PR #2600, opened 2019-12-31
change default array instance type for CSharpControllerGeneratorSettings

### LINKED ISSUE #2599: CSharpControllerGeneratorSettings uses different array type from CSharpGeneratorSettings.ArrayInstanceType
.NET Framework 4.6.1
NSwag 13.2.0.0

With following controller settings:
```csharp
			var controllerSettings = new CSharpControllerGeneratorSettings
			{
				ClassName = "PetstoreController",
				ControllerBaseClass = "Microsoft.AspNetCore.Mvc.Controller",
				CSharpGeneratorSettings =
				{
					Namespace = "Pri.Testing"
				}
			};
```
The resulting code has a compile error because the instance type of an array is Collection<T>, but the property type is List<T>:
```
CS0029	Cannot implicitly convert type 'System.Collections.ObjectModel.Collection<string>' to 'System.Collections.Generic.List<string>'	407	...
```
Setting the instance type to match explicitly resolves the error:
```csharp
			var controllerSettings = new CSharpControllerGeneratorSettings
			{
				ClassName = "PetstoreController",
				ControllerBaseClass = "Microsoft.AspNetCore.Mvc.Controller",
				CSharpGeneratorSettings =
				{
					ArrayInstanceType = "System.Collections.Generic.List",
					Namespace = "Pri.Testing"
				}
			};
```

peteraritchie:
fixes #2599

### DIFF
--- a/src/NSwag.CodeGeneration.CSharp/CSharpControllerGeneratorSettings.cs
+++ b/src/NSwag.CodeGeneration.CSharp/CSharpControllerGeneratorSettings.cs
@@ -20,6 +20,7 @@ namespace NSwag.CodeGeneration.CSharp
         {
             ClassName = "{controller}";
             CSharpGeneratorSettings.ArrayType = "System.Collections.Generic.List";
+            CSharpGeneratorSettings.ArrayInstanceType = "System.Collections.Generic.List",
             ControllerStyle = CSharpControllerStyle.Partial;
             ControllerTarget = CSharpControllerTarget.AspNetCore;
             RouteNamingStrategy = CSharpControllerRouteNamingStrategy.None;


src/NSwag.CodeGeneration.CSharp/CSharpControllerGeneratorSettings.cs
```diff
@@ -20,6 +20,7 @@ public CSharpControllerGeneratorSettings()
         {
             ClassName = "{controller}";
             CSharpGeneratorSettings.ArrayType = "System.Collections.Generic.List";
+            CSharpGeneratorSettings.ArrayInstanceType = "System.Collections.Generic.List",
```
RicoSuter: Inst the fallback already the value of ArrayType?

RicoSuter: Nope, according to
https://github.com/RicoSuter/NJsonSchema/blob/96d37dc3abf1c154aaffb9dab2ca8f5c1f5bbdc9/src/NJsonSchema.CodeGeneration.CSharp/CSharpGeneratorSettings.cs#L28
We need to change it here too

RicoSuter:
This is required. Thx for the pr.

PR #2606, opened 2020-01-07
missed .data property i.e the ArrayBuffer

AbuDawood:
converting to blob then to Text of response is incorrect. and returns [object object]  the correct var is the data property


RicoSuter:
Thanks for the PR!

About this task: Please give a word-for-word repetition of the lines from the one containing "We need to change it here too" through the last line of the data above, including both, and nothing besides.

Completed exercise:
We need to change it here too

RicoSuter:
This is required. Thx for the pr.

PR #2606, opened 2020-01-07
missed .data property i.e the ArrayBuffer

AbuDawood:
converting to blob then to Text of response is incorrect. and returns [object object]  the correct var is the data property


RicoSuter:
Thanks for the PR!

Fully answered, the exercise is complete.